Another forum suggested I use a sump, but I am so confused as to every single part I need, and where to start. It's been a real PITA to figure out every thing I need, and they didn't really give me a ton of information, just that I should use a sump... Ha.

I went to my LFS, and they suggested I just get a canister, showed my some of their top rated canisters (including the fluval G6, but I found some pretty questionable reviews). I told them I wanted to google reviews and I would be back, but it seems to have such a large review base.

So, some pointers from those who have experience would be helpful, definitely!

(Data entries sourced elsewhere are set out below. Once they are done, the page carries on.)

PR #744, opened 2022-11-18
Parallel processors

lovromazgon:
## Description

This PR introduces a `ParallelNode` which can execute any `PubSubNode` in parallel. We expose this functionality by introducing the field `Workers` on a processor, which allows the user to define how many workers should execute a processor in parallel.

To see it in action apply [this patch](https://github.com/ConduitIO/conduit/files/10697684/parallel.patch) and run [`TestPipelineSimple`](https://github.com/ConduitIO/conduit/blob/44e05b75f1186656b8918f7dd2b6909cc898e3d0/pkg/orchestrator/orchestrator_test.go#L54):
```
go test -v -count=1 -race -test.run "TestPipelineSimple" ./pkg/orchestrator/
```
Adjust the [number of workers](https://github.com/ConduitIO/conduit/blob/44e05b75f1186656b8918f7dd2b6909cc898e3d0/pkg/orchestrator/orchestrator_test.go#L124). The processor will take 100 milliseconds to execute and it logs a message at the start and at the end. Notice how multiple processors are run in parallel if you increase the number of workers.

Log output for 1 worker:
```
2022-11-18T19:46:00+00:00 WRN 00.522: removing metadata... message_id=5bc56954-bcb5-4178-8b25-517bbde87d66/2
2022-11-18T19:46:00+00:00 WRN 00.623: removed metadata! message_id=5bc56954-bcb5-4178-8b25-517bbde87d66/2
2022-11-18T19:46:00+00:00 WRN 00.624: removing metadata... message_id=5bc56954-bcb5-4178-8b25-517bbde87d66/4
2022-11-18T19:46:00+00:00 WRN 00.725: removed metadata! message_id=5bc56954-bcb5-4178-8b25-517bbde87d66/4
2022-11-18T19:46:00+00:00 WRN 00.725: removing metadata... message_id=5bc56954-bcb5-4178-8b25-517bbde87d66/6
2022-11-18T19:46:00+00:00 WRN 00.827: removed metadata! message_id=5bc56954-bcb5-4178-8b25-517bbde87d66/6
2022-11-18T19:46:00+00:00 WRN 00.827: removing metadata... message_id=5bc56954-bcb5-4178-8b25-517bbde87d66/8
2022-11-18T19:46:00+00:00 WRN 00.928: removed metadata! message_id=5bc56954-bcb5-4178-8b25-517bbde87d66/8
2022-11-18T19:46:00+00:00 WRN 00.929: removing metadata... message_id=5bc56954-bcb5-4178-8b25-517bbde87d66/10
2022-11-18T19:46:01+00:00 WRN 01.029: removed metadata! message_id=5bc56954-bcb5-4178-8b25-517bbde87d66/10
```

Output for 2 workers:
```
2022-11-18T19:47:06+00:00 WRN 06.761: removing metadata... message_id=4a594d58-3ce8-4f4c-88a6-ada5b0e127a5/4
2022-11-18T19:47:06+00:00 WRN 06.761: removing metadata... message_id=4a594d58-3ce8-4f4c-88a6-ada5b0e127a5/2
2022-11-18T19:47:06+00:00 WRN 06.862: removed metadata! message_id=4a594d58-3ce8-4f4c-88a6-ada5b0e127a5/2
2022-11-18T19:47:06+00:00 WRN 06.862: removed metadata! message_id=4a594d58-3ce8-4f4c-88a6-ada5b0e127a5/4
2022-11-18T19:47:06+00:00 WRN 06.862: removing metadata... message_id=4a594d58-3ce8-4f4c-88a6-ada5b0e127a5/6
2022-11-18T19:47:06+00:00 WRN 06.862: removing metadata... message_id=4a594d58-3ce8-4f4c-88a6-ada5b0e127a5/8
2022-11-18T19:47:06+00:00 WRN 06.963: removed metadata! message_id=4a594d58-3ce8-4f4c-88a6-ada5b0e127a5/6
2022-11-18T19:47:06+00:00 WRN 06.963: removed metadata! message_id=4a594d58-3ce8-4f4c-88a6-ada5b0e127a5/8
2022-11-18T19:47:06+00:00 WRN 06.963: removing metadata... message_id=4a594d58-3ce8-4f4c-88a6-ada5b0e127a5/10
2022-11-18T19:47:07+00:00 WRN 07.063: removed metadata! message_id=4a594d58-3ce8-4f4c-88a6-ada5b0e127a5/10
```

### Quick checks:

- [ ] I have made sure that the PR is of reasonable size and can be easily reviewed. (the bulk of the work is in `parallel.go` and `parallel_test.go`, I can extract the API changes into a separate PR but those are pretty simple and wouldn't make this review any easier IMO)


pkg/pipeline/stream/base.go
```diff
@@ -344,13 +344,16 @@ func (n *nodeBase) Send(
 	if msg.Ctx == nil {
 		msg.Ctx = ctxutil.ContextWithMessageID(ctx, msg.ID())
 	}
+	// copy context into a local variable, we shouldn't access it anymore after
+	// we send the message to out
+	msgCtx := msg.Ctx
```
lovromazgon, line 349: This solves a race condition where `msg.Ctx` could be changed in another goroutine after it was sent to `out`.

pkg/foundation/semaphore/semaphore.go
```diff
@@ -31,7 +31,7 @@ type Simple struct {
 // Ticket reserves a place in the queue and can be used to acquire access to a
 // Lock.
 type Ticket struct {
-	Lock
+	l Lock
```
lovromazgon, line 34: This makes the semaphore use a bit safer, previously a caller could do `Ticket.Lock` to get the lock object without actually acquiring it through the semaphore. Of course that is an invalid use of the struct, but now we prevent that entirely.

pkg/pipeline/stream/logger.go
```diff
@@ -21,20 +21,39 @@ import (
 )
 
 // SetLogger figures out if the node needs a logger, sets static metadata in the
-// logger and supplies it to the node.
-func SetLogger(n Node, logger log.CtxLogger) {
+// logger and supplies it to the node. Behavior can be customized by supplying
+// custom options.
+func SetLogger(n Node, logger log.CtxLogger, options ...func(log.CtxLogger, Node) log.CtxLogger) {
```
lovromazgon, line 26: This function is backwards compatible with existing calls but adds the ability to change the behavior if needed (we want to change the behavior for parallel worker nodes).

pkg/provisioning/parse.go
```diff
@@ -28,6 +28,7 @@ import (
 type ProcessorConfig struct {
 	Type     string            `yaml:"type"`
 	Settings map[string]string `yaml:"settings"`
+	Workers  int               `yaml:"workers"`
```
maha-hajja, line 31: if no workers are defined, do we default to 1 worker? also, we should add a validation for the workers to be a positive number, in `provisioning/validate.go `

lovromazgon: Yes, we default to 1 worker, but it's a bit further down the line ([here](https://github.com/ConduitIO/conduit/blob/aa4b1587fc7cf4592166f74f132d9b9831a55ed1/pkg/pipeline/lifecycle.go#L268)). I can add a default and validation here, makes sense. Same thing in the API endpoint probably.

lovromazgon: I added validations for the workers variable in the pipeline config file (`provisioning/validate.go`) and in `processor.Service` (which will bubble up to the API). Also did some cleaning up in tests (moved tests to `matryer/is`, usage of temporary folder in runtime test).

pkg/provisioning/validate_test.go
```diff
@@ -137,6 +137,21 @@ func TestValidator_InvalidFields(t *testing.T) {
...
+	}, {
+		name: "processor workers is negative",
+		config: PipelineConfig{
+			Status:      "running",
+			Name:        "pipeline1",
+			Description: "desc1",
+			Processors: map[string]ProcessorConfig{
+				"proc1": {
+					// invalid field
+					Type:     "js",
```
hariso, line 149: Does this refer to `Type`?

pkg/pipeline/stream/message.go
```diff
@@ -272,6 +272,19 @@ func (m *Message) Status() MessageStatus {
 	}
 }
 
+// StatusError returns the error that was returned when the message was acked or
+// nacked. If the message was successfully acked/nacked or it is still open the
+// method returns nil.
+func (m *Message) StatusError() error {
+	switch m.Status() {
+	case MessageStatusAcked:
+		return m.Ack()
```
hariso, line 281: This is to cover the DLQ case?

pkg/provisioning/validate_test.go
lovromazgon: Oh, the comment was probably copied from another test case, I'll move it down to `Workers`.

pkg/pipeline/stream/message.go
lovromazgon: This specific line is to cover the case if a message is acknowledged by a processor (i.e. filtered out) and we fail to deliver the acknowledgment to the connector - in that case, the processor node will return an error, causing the whole pipeline to stop. The next case is for the DLQ, in case the processor failed to process the message and nacked it but the nack failed (i.e. it wasn't stored in the DLQ), that also causes the processor node to fail and stop the pipeline.

So essentially the result of this function tells us if the processor node is running or if it failed to process the message and it stopped. Based on this we can stop the goroutine that's wrapping the processor node.

maha-hajja (approved):
lgtm

pkg/pipeline/stream/message.go
hariso: That's some useful info, it would be nice to have a short comment about that. :+1:

lovromazgon: But is this the right place? 🤔 I mean this function can be used in other places as well. I can try to add this info somewhere in the parallel node though.

lovromazgon: WDYT? https://github.com/ConduitIO/conduit/pull/744/commits/b508934b9429b575b6973c0eb42b6b7c31f9a6f2

hariso: Excellent!

pkg/pipeline/stream/parallel.go
```diff
@@ -0,0 +1,337 @@
...
+		donePool: donePool,
+	}
+}
+
+func (c *parallelNodeCoordinator) Run(ctx context.Context) {
+	// fail toggles a short circuit that causes all future messages to be nacked
+	fail := false
+	for job := range c.jobs {
+		// wait for job to be done
+		<-job.Done
```
hariso, line 186: IIUC, this is how message order is being maintained? Every message becomes a job, as they are coming, they are pushed into the jobs "queue" (i.e. channel) and taken out in the same order.

hariso (approved):
:raised_hands:

pkg/pipeline/stream/parallel.go
lovromazgon: Exactly 👍 I'll add a comment to make this clear.

pkg/pipeline/stream/parallel.go
```diff
@@ -0,0 +1,328 @@
...
+			// message was nacked, i.e. sent to DLQ or dropped
+			w.logger.Trace(ctx).Msg("worker nacked the message")
+		case _, ok := <-out:
+			// message was processed
+			if ok {
+				w.logger.Trace(ctx).Msg("worker successfully processed the message")
+			} else {
+				w.logger.Trace(ctx).Msg("worker stopped running")
+			}
+		}
```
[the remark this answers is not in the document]
lovromazgon: That's why we add them automatically to all logs that are logged using the message context (see [`MessageIDLogCtxHook`](https://github.com/ConduitIO/conduit/blob/01366a736f5d2ece76f503e0e06a557904a6d0a0/pkg/foundation/ctxutil/messageid.go#L44)) 🙂

pkg/provisioning/validate.go
```diff
@@ -71,7 +71,10 @@ func validateProcessorsConfig(mp map[string]ProcessorConfig) error {
 	var err error
 	for k, cfg := range mp {
 		if cfg.Type == "" {
-			err = multierror.Append(err, cerrors.Errorf("processors %q: \"type\" is mandatory: %w", k, ErrMandatoryField))
+			err = multierror.Append(err, cerrors.Errorf("processor %q: \"type\" is mandatory: %w", k, ErrMandatoryField))
+		}
+		if cfg.Workers < 0 {
+			err = multierror.Append(err, cerrors.Errorf("processor %q: \"workers\" can't be negative: %w", k, ErrInvalidField))
```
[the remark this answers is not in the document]
lovromazgon: Hmm, I'm not sure, I have a few concerns:
- We would duplicate the code that's already in the SDK.
- We could only partially validate the SDK based on the specifications. In other words - the config is not necessarily "valid" if the spec validations succeed, a connector is allowed to do manual validations in `Configure`.

And another more general concern about the way we validate the config - I'm not sure the behavior would be expected in case an existing pipeline is being updated through the configuration file. Currently, we simply don't apply the configuration if it's invalid. This means that Conduit keeps the old pipeline in memory which doesn't match the provided configuration. That seems strange, I would expect that Conduit would store the _invalid_ configuration in memory and just refuse to run the pipeline. So essentially I'm inclined to do even less validation rather than more.

Issue #747, opened 2022-11-22
Conduit cannot shutdown gracefully with open inspector sessions


hariso:
### Bug description

https://github.com/ConduitIO/conduit/pull/718#discussion_r1028081348

### Steps to reproduce

1. Start Conduit with a pipeline
2. Inspect a connector
3. Shut down Conduit gracefully (e.g. Ctrl+C or `kill -2`)

**Expected behavior**:
Conduit is shut down.

**Actual behavior**:
Conduit is not shut down.

### Version

TBD

PR #752, opened 2022-11-28
WebSocket proxy for the grpc-gateway

hariso:
### Description
This PR extracts from https://github.com/tmc/grpc-websocket-proxy/ the most important parts of code to us. This library has been introduced as a dependency in #718.

**Update**: gorilla/websocket got archived: https://github.com/gorilla#gorilla-toolkit

### Quick checks:


pkg/foundation/grpcutil/websocket.go
```diff
@@ -0,0 +1,132 @@
...
+}
+
+func newWebSocketProxy(handler http.Handler, logger log.CtxLogger) *wsProxy {
+	return &wsProxy{
+		handler: handler,
+		logger:  logger.WithComponent("grpcutil.websocket"),
+		upgrader: websocket.Upgrader{
+			ReadBufferSize:  1024,
+			WriteBufferSize: 1024,
+		},
```
lovromazgon, line 71: We should allow any origin, otherwise browsers won't be able to connect to the websocket (e.g. websocket king complains it can't connect).
```suggestion
		upgrader: websocket.Upgrader{
			ReadBufferSize:  1024,
			WriteBufferSize: 1024,
			CheckOrigin:     func(r *http.Request) bool { return true },
		},
```

lovromazgon (commented):
Seems like we will still need a read loop to figure out when the client closed the connection so we can cancel our context ([this](https://github.com/tmc/grpc-websocket-proxy/blob/673ab2c3ae75cc01952b84b88590e30e75dcf395/wsproxy/websocket_proxy.go#L246-L249) and [this](https://github.com/tmc/grpc-websocket-proxy/blob/673ab2c3ae75cc01952b84b88590e30e75dcf395/wsproxy/websocket_proxy.go#L233-L235)). Right now Conduit won't stop even if the client stops the inspector session because it thinks the connection is still open.

pkg/foundation/grpcutil/websocket.go
```diff
@@ -0,0 +1,132 @@
...
+type wsProxy struct {
+	handler  http.Handler
+	logger   log.CtxLogger
+	upgrader websocket.Upgrader
+}
+
+func newWebSocketProxy(handler http.Handler, logger log.CtxLogger) *wsProxy {
+	return &wsProxy{
+		handler: handler,
+		logger:  logger.WithComponent("grpcutil.websocket"),
```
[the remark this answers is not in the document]
hariso: The reason why I put `websocket` is because wsProxy is an internal/unexported type and because it's more clear what is it about. But I don't have anything against wsProxy either.

pkg/foundation/grpcutil/websocket.go
hariso: Yeah, I noticed that in the original implementation. I've intentionally removed because checking the origin should generally protect against CSRF. CLI tools and our UI continues to work with the checked origins, so it's only web sites like WebSocketKing which have problems and I think it's an acceptable trade off for the security.

pkg/foundation/grpcutil/websocket.go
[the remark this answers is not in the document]
lovromazgon: The function itself is also unexported, so I don't see the problem 🤷 The point of the logger component is to help us find where a log message originated from, so keeping that aligned with the struct name makes it easy to find it. All in all see no upside in using other names here.

hariso:
> Seems like we will still need a read loop to figure out when the client closed the connection so we can cancel our context ([this](https://github.com/tmc/grpc-websocket-proxy/blob/673ab2c3ae75cc01952b84b88590e30e75dcf395/wsproxy/websocket_proxy.go#L246-L249) and [this](https://github.com/tmc/grpc-websocket-proxy/blob/673ab2c3ae75cc01952b84b88590e30e75dcf395/wsproxy/websocket_proxy.go#L233-L235)). Right now Conduit won't stop even if the client stops the inspector session because it thinks the connection is still open.

Can you tell me a bit more about how you tested it? I tested this a few times in the following way:

1. Start Conduit with a pipeline
2. Inspect a session with `wscat`. Wait for some records.
3. Kill `wscat`
4. Stop Conduit with Ctrl-+C or `kill -SIGINT`

This worked. There's an issue with shutting down with an **open** inspector session though (#747).

pkg/foundation/grpcutil/websocket.go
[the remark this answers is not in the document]
hariso: Gotcha, I was understanding `WithComponent` more as a logical component, not the type, but what you said makes sense. Thanks for pointing this out!

lovromazgon:
Here are steps to reproduce what I mean:
1. Terminal 1: `./conduit -pipelines.path=examples/pipelines` (provisions the example pipeline)
2. Terminal 2: `wscat -c ws://localhost:8080/v1/connectors/file-to-file:example.out/inspect`
3. Terminal 3: `echo "hi" >> example.in` (see the record appear in the inspector and in `example.out`)
4. Terminal 2: Ctrl+C (kill wscat)
5. Terminal 1: Ctrl+C (kill Conduit)

Conduit then doesn't shut down, also the message `session removed` is never logged.

Note that you can reproduce the same thing by simply navigating to http://localhost:8080/ui/pipelines/file-to-file, since the UI opens an inspector session. Even after closing the tab Conduit thinks the session is still open.

hariso:
@lovromazgon Thanks for that! I used the same steps, but after I tried it out a few times I realized it takes a bit of time for the context to be closed and the session to be removed. In other words, if you perform steps 4 and 5, you'll get to the behavior you described. But if there's a short pause, then it's all good. Thanks for noticing this, I'll look into what's causing it.

pkg/foundation/grpcutil/websocket_test.go
```diff
@@ -0,0 +1,61 @@
...
+	is       *is.I
+	response string
+}
+
+func (h *testHandler) ServeHTTP(w http.ResponseWriter, _ *http.Request) {
+	_, err := w.Write([]byte(h.response))
+	h.is.NoErr(err)
+}
+
+func TestWebSocket_NoUpgradeToWebSocket(t *testing.T) {
```
hariso, line 38: Writing tests for this turned out to be more complex than I thought. A simple http.Handler which we use in this test doesn't work because, as soon as ServeHTTP is done, the request context is cancelled, and so the WebSocket connection is closed. 

I think I'll need to mimic the setup we have when starting Conduit (grpc-gateway and buf-generated code).

pkg/foundation/grpcutil/websocket.go
```diff
@@ -0,0 +1,253 @@
...
+	}
+	p.proxy(w, r)
+}
+
+// proxy creates a "pipeline" from the underlying response
+// to a WebSocket connection. The pipeline is constructed in
+// the following way:
+//
+//	  underlying response
+//		  -> inMemoryResponseWrite
```
lovromazgon, line 102:
```suggestion
//		 -> inMemoryResponseWriter
```

pkg/foundation/grpcutil/websocket.go
```diff
@@ -0,0 +1,253 @@
...
+func (p *webSocketProxy) startWebSocketWrite(ctx context.Context, messages chan []byte, conn *websocket.Conn, cancelFn func()) {
+	defer func() {
+		for range messages {
+			// throw away
+		}
+	}()
+	defer cancelFn()
+
+	ticker := time.NewTicker(p.pingPeriod)
+	defer ticker.Stop()
```
lovromazgon, line 227: I know I have written this, but now that I look at it this could be nicer 🙂 
```suggestion
	ticker := time.NewTicker(p.pingPeriod)
	defer func() {
		ticker.Stop()
		cancelFn()
		for range messages {
			// throw away
		}
	}()
```

lovromazgon (approved):
Nice, good work!

pkg/foundation/grpcutil/websocket.go
hariso: Makes sense, having a single defer looks nicer. :+1:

I'm planning on starting FW with a GSP, and raising the SG .0002 every week with water changes, until I am at full marine. Then I would like to try to add some damselfish (I've read it's a 50/50, but worth a try). My tank is 75g. 

Thank you


----------



## Reefing Madness (Aug 12, 2011)

Stephjls said:


> I have a 75g aquarium that is sitting across from my waiting for me to get started, haha. I'm trying to do as much research as I can, but I keep coming up short on information about what's best for a 75g FW transitioning to SW.
> 
> Another forum suggested I use a sump, but I am so confused as to every single part I need, and where to start. It's been a real PITA to figure out every thing I need, and they didn't really give me a ton of information, just that I should use a sump... Ha.
> 
> ...


Why would you raise the salinity every week until your at 1.025?? Pre mix the water and salt in another container, salinity to 1.025. Let sit for 24hrs, put in tank. Put in Live Sand or Crushed Coral. Get about 20-30lbs of Live Rock and 50-60lbs of Base Rock or Macro rock, its really your choice of which. You'll need power heads to move the water around, starting at 10x the water volume, so in a 75 gallon you'll need 2 power heads, one on each end of the tank rated at 400gph each. 
You don't need a sump. Live Rock and the Sand, crushed coral will grow enough organisms to filter your water. You will need a skimmer for your tank, I would recommend one rated at twice your water volume. Need a refractometer to measure your salinity in the tank. A heater rated at 300watts would work fine. And a water test kit, you'll need to check for Ammonia, Nitrites and Nitrates for basics. I think that should do ya. I miss anything?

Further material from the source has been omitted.